>>>>

PR #925, opened 2016-04-05
[REEF-1309] Add a short name for JVMHeapSlack option.

beomyeol:
This change adds a short name for JVMHeapSlack option to configure it via command line.

JIRA:
  [REEF-1309](https://issues.apache.org/jira/browse/REEF-1309)

Pull request:
  This closes #


beomyeol:
Even though JVMHeapSlack has a short name, it does not seem possible to be specified on command line. Thus, I'll close this PR.

PR #931, opened 2016-04-07
[REEF-504] Clean up Serializable in Vortex

johnyangk:
This addressed the issue by 
* Using Kryo as the one and only serializer in Vortex
* Making classes Kryo-compatible
* Removing Avro-related code
* Refactoring protocol names
 

JIRA:
[REEF-504](https://issues.apache.org/jira/browse/REEF-504)

@yunseong and I concluded that it'd be better to use one serializer, rather than many(avro for internal protocol, codec for user code, kryo for user codec implementation) and do ser/des in one place. With this change, the following additional JIRAs can be closed.
* [REEF-1003](https://issues.apache.org/jira/browse/REEF-1003): Our use cases show that it's common to hold state in the function which can be also ser/des by Kryo.
* [REEF-1114](https://issues.apache.org/jira/browse/REEF-1114): Kryo handles exceptions internally and tells us what's wrong, removing the need to handle exceptions separately.

@afchung, could you please review this PR?


afchung:
@johnyangk sure, I'll review this over the weekend.

johnyangk:
Thank you!

lang/java/reef-applications/reef-vortex/src/main/java/org/apache/reef/vortex/evaluator/VortexWorker.java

<<<<

◆ WHAT THIS TASK INVOLVES: For the string "JVMHeapSlack", give the number of lines in the data that contain it, and only that number.

◆ SOLUTION TO THE EXERCISE: 3